- [TASK DESCRIPTION]:
Exactly as written, reproduce all of the entries.
··· EXERCISE MATERIALS
PR #396, opened 2024-08-30
Handle `throw`ing plug call

grzuy:
Hi,

Thanks for writing this great library!

It seems that uncaught `throw`s inside the plug call currently end up with a socket closed the following in the logs

```
[error] GenServer #PID<0.4420.0> terminating
** (stop) bad return value: "something was thrown"
```
(no stacktrace)

With the changes in this PR

```
[error] ** (throw) "something was thrown"
    ... PROPER STACKTRACE HERE ...
```

and a corresponding telemetry event, similar to exceptions.

Thoughts?

Haven't looked closely yet, but I think the same can be said of non-normal exits. Will take a look later.

### DIFF
--- a/lib/bandit/pipeline.ex
+++ b/lib/bandit/pipeline.ex
@@ -47,6 +47,9 @@ defmodule Bandit.Pipeline do
         end
       rescue
         error -> handle_error(error, __STACKTRACE__, transport, span, opts)
+      catch
+        :throw, value ->
+          handle_throw(value, __STACKTRACE__, transport, span, opts)
       end
     rescue
       error ->
@@ -236,6 +239,17 @@ defmodule Bandit.Pipeline do
     else
       Bandit.HTTPTransport.send_on_error(transport, error)
       {:ok, transport}
+    end
+  end
+
+  defp handle_throw(value, stacktrace, transport, span, opts) do
+    Bandit.Telemetry.span_exception(span, :throw, value, stacktrace)
+    status = 500
+
+    if status in Keyword.get(opts.http, :log_exceptions_with_status_codes, 500..599) do
+      Logger.error(Exception.format(:throw, value, stacktrace), domain: [:bandit])
+      Bandit.HTTPTransport.send_on_error(transport, value)
+      {:error, value}
     end
   end
 end
--- a/lib/bandit/pipeline.ex
+++ b/lib/bandit/pipeline.ex
@@ -46,15 +46,15 @@ defmodule Bandit.Pipeline do
             {:upgrade, adapter.transport, protocol, opts}
         end
       rescue
-        error -> handle_error(error, __STACKTRACE__, transport, span, opts)
+        error -> handle_error(:error, error, __STACKTRACE__, transport, span, opts)
       catch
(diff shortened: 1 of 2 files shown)


lib/bandit/pipeline.ex
```diff
@@ -238,4 +241,15 @@ defmodule Bandit.Pipeline do
...
+  defp handle_throw(value, stacktrace, transport, span, opts) do
+    Bandit.Telemetry.span_exception(span, :throw, value, stacktrace)
+    status = 500
+
+    if status in Keyword.get(opts.http, :log_exceptions_with_status_codes, 500..599) do
+      Logger.error(Exception.format(:throw, value, stacktrace), domain: [:bandit])
+      Bandit.HTTPTransport.send_on_error(transport, value)
+      {:error, value}
+    end
+  end
```
grzuy, line 254: I guess one possibility might be to make `handle_error` more generalized and also handle this `throw` case.

Didn't want to purse that refactor yet for the sake of better code review-ability here. But let me know if you rather prefer that now :-)

mtrudel: I don't see any reason why not to handle these in a combined `handle_error` function which takes `:error` or `:throw` as a parameter!

lib/bandit/pipeline.ex
```diff
@@ -225,17 +229,20 @@ defmodule Bandit.Pipeline do
     {:error, error}
   end
 
-  defp handle_error(error, stacktrace, transport, span, opts) do
-    Bandit.Telemetry.span_exception(span, :exit, error, stacktrace)
-    status = error |> Plug.Exception.status() |> Plug.Conn.Status.code()
+  defp handle_error(kind, reason, stacktrace, transport, span, opts) do
+    Bandit.Telemetry.span_exception(span, telemetry_kind(kind), reason, stacktrace)
```
grzuy, line 233: Had to add this `telemetry_kind/1` function to keep existing behavior of emitting `:exit` kind on an exception.

Feels like this should be `:error` instead, and `:exit` would be if we later also emit telemetry event for non-normal exits by augmentig the `catch` to also...

```elixir
catch
  :exit, reason ->
```

lib/bandit/pipeline.ex
grzuy: Cool. Updated.

grzuy:
Hi,

Opened a new pull request (https://github.com/mtrudel/bandit/pull/398) that should supersede this one.

lib/bandit/pipeline.ex
grzuy: > Had to add this `telemetry_kind/1` function to keep existing behavior of emitting `:exit` kind on an exception.

Solved this in the newer PR, by introducing a new telemetry event and keeping the original one for backwards compatibility: https://github.com/mtrudel/bandit/pull/398/files#diff-68626306df11d3e10964941997c6cdafbf587a9ec7de087141840655a47a1855R231-R236

grzuy:
Kept digging more on this and I realized what I report in #410.
I thought it might be useful to report clearly as an issue before fixing.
······
- [SOLUTION TO THIS PROBLEM]:
PR #396, opened 2024-08-30
Handle `throw`ing plug call

grzuy:
Hi,

Thanks for writing this great library!

It seems that uncaught `throw`s inside the plug call currently end up with a socket closed the following in the logs

```
[error] GenServer #PID<0.4420.0> terminating
** (stop) bad return value: "something was thrown"
```
(no stacktrace)

With the changes in this PR

```
[error] ** (throw) "something was thrown"
    ... PROPER STACKTRACE HERE ...
```

and a corresponding telemetry event, similar to exceptions.

Thoughts?

Haven't looked closely yet, but I think the same can be said of non-normal exits. Will take a look later.

### DIFF
--- a/lib/bandit/pipeline.ex
+++ b/lib/bandit/pipeline.ex
@@ -47,6 +47,9 @@ defmodule Bandit.Pipeline do
         end
       rescue
         error -> handle_error(error, __STACKTRACE__, transport, span, opts)
+      catch
+        :throw, value ->
+          handle_throw(value, __STACKTRACE__, transport, span, opts)
       end
     rescue
       error ->
@@ -236,6 +239,17 @@ defmodule Bandit.Pipeline do
     else
       Bandit.HTTPTransport.send_on_error(transport, error)
       {:ok, transport}
+    end
+  end
+
+  defp handle_throw(value, stacktrace, transport, span, opts) do
+    Bandit.Telemetry.span_exception(span, :throw, value, stacktrace)
+    status = 500
+
+    if status in Keyword.get(opts.http, :log_exceptions_with_status_codes, 500..599) do
+      Logger.error(Exception.format(:throw, value, stacktrace), domain: [:bandit])
+      Bandit.HTTPTransport.send_on_error(transport, value)
+      {:error, value}
     end
   end
 end
--- a/lib/bandit/pipeline.ex
+++ b/lib/bandit/pipeline.ex
@@ -46,15 +46,15 @@ defmodule Bandit.Pipeline do
             {:upgrade, adapter.transport, protocol, opts}
         end
       rescue
-        error -> handle_error(error, __STACKTRACE__, transport, span, opts)
+        error -> handle_error(:error, error, __STACKTRACE__, transport, span, opts)
       catch
(diff shortened: 1 of 2 files shown)


lib/bandit/pipeline.ex
```diff
@@ -238,4 +241,15 @@ defmodule Bandit.Pipeline do
...
+  defp handle_throw(value, stacktrace, transport, span, opts) do
+    Bandit.Telemetry.span_exception(span, :throw, value, stacktrace)
+    status = 500
+
+    if status in Keyword.get(opts.http, :log_exceptions_with_status_codes, 500..599) do
+      Logger.error(Exception.format(:throw, value, stacktrace), domain: [:bandit])
+      Bandit.HTTPTransport.send_on_error(transport, value)
+      {:error, value}
+    end
+  end
```
grzuy, line 254: I guess one possibility might be to make `handle_error` more generalized and also handle this `throw` case.

Didn't want to purse that refactor yet for the sake of better code review-ability here. But let me know if you rather prefer that now :-)

mtrudel: I don't see any reason why not to handle these in a combined `handle_error` function which takes `:error` or `:throw` as a parameter!

lib/bandit/pipeline.ex
```diff
@@ -225,17 +229,20 @@ defmodule Bandit.Pipeline do
     {:error, error}
   end
 
-  defp handle_error(error, stacktrace, transport, span, opts) do
-    Bandit.Telemetry.span_exception(span, :exit, error, stacktrace)
-    status = error |> Plug.Exception.status() |> Plug.Conn.Status.code()
+  defp handle_error(kind, reason, stacktrace, transport, span, opts) do
+    Bandit.Telemetry.span_exception(span, telemetry_kind(kind), reason, stacktrace)
```
grzuy, line 233: Had to add this `telemetry_kind/1` function to keep existing behavior of emitting `:exit` kind on an exception.

Feels like this should be `:error` instead, and `:exit` would be if we later also emit telemetry event for non-normal exits by augmentig the `catch` to also...

```elixir
catch
  :exit, reason ->
```

lib/bandit/pipeline.ex
grzuy: Cool. Updated.

grzuy:
Hi,

Opened a new pull request (https://github.com/mtrudel/bandit/pull/398) that should supersede this one.

lib/bandit/pipeline.ex
grzuy: > Had to add this `telemetry_kind/1` function to keep existing behavior of emitting `:exit` kind on an exception.

Solved this in the newer PR, by introducing a new telemetry event and keeping the original one for backwards compatibility: https://github.com/mtrudel/bandit/pull/398/files#diff-68626306df11d3e10964941997c6cdafbf587a9ec7de087141840655a47a1855R231-R236

grzuy:
Kept digging more on this and I realized what I report in #410.
I thought it might be useful to report clearly as an issue before fixing.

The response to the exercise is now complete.